'''

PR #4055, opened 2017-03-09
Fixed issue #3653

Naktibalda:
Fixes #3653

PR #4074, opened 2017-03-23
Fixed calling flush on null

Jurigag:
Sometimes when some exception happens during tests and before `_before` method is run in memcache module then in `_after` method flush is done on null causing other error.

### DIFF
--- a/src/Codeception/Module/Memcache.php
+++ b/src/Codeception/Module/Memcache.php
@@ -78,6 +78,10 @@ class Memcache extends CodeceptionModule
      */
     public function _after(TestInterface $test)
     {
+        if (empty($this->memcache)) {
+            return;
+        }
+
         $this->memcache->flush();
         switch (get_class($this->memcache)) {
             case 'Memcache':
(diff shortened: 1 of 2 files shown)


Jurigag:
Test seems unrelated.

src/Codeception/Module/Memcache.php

'''
'''

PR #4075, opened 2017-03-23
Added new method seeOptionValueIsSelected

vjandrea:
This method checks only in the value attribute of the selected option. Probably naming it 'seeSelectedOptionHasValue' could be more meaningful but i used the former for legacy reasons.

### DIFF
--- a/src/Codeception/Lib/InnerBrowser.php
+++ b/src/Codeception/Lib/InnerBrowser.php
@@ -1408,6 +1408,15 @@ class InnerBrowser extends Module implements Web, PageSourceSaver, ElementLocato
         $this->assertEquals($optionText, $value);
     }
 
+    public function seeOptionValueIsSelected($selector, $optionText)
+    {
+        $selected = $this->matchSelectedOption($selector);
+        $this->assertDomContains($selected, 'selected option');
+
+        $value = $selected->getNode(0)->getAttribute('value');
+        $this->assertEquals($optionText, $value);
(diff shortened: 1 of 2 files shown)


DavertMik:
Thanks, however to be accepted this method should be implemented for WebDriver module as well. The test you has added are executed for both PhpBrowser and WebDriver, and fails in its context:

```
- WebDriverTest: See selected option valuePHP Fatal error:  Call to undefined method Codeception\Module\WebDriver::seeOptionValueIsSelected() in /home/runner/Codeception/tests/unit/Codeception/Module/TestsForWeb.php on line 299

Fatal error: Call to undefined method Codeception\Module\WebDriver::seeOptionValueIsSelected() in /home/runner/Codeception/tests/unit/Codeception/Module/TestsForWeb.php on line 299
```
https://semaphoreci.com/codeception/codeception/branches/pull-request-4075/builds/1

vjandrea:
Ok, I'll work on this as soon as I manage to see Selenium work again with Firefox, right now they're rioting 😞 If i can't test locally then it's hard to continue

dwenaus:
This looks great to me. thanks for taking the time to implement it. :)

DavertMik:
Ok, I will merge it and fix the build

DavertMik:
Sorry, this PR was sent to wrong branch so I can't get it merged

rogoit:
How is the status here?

'''
'''

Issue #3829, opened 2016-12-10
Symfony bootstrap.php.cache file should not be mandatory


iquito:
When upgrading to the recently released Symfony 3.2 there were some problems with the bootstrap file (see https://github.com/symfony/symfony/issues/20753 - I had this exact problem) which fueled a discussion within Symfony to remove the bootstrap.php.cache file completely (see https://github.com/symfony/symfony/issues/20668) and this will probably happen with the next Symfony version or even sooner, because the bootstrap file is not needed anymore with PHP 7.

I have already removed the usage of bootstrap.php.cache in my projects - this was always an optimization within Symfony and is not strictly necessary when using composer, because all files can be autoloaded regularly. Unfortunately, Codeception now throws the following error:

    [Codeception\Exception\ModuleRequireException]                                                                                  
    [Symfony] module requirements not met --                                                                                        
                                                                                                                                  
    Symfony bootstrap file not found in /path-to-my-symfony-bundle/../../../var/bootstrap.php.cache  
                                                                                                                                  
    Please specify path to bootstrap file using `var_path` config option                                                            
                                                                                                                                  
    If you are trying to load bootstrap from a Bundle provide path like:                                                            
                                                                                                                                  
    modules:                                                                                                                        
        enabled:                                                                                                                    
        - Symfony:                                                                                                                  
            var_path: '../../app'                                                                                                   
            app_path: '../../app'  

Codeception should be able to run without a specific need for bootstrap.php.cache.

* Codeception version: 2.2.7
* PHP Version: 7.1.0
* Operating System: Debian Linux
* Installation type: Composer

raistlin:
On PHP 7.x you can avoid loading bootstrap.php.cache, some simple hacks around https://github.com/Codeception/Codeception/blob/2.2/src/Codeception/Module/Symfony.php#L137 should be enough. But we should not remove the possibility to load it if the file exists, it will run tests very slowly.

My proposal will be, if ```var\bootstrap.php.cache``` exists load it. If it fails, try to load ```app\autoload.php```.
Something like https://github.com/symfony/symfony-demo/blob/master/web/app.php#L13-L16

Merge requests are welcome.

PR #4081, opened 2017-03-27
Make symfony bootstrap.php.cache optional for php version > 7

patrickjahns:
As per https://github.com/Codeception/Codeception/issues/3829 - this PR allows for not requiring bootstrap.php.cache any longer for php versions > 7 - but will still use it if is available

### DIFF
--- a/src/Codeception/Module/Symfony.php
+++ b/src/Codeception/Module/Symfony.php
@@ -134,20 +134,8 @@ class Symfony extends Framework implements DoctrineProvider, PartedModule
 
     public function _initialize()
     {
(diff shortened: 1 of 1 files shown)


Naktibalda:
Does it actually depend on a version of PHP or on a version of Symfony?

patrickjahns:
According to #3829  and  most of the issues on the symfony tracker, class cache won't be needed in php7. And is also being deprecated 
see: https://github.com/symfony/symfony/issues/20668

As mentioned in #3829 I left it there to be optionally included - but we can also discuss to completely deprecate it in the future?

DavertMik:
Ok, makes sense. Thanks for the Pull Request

'''

Throughout the material above, find every line holding "optionText" and copy it.

         $this->assertEquals($optionText, $value);
+    public function seeOptionValueIsSelected($selector, $optionText)
+        $this->assertEquals($optionText, $value);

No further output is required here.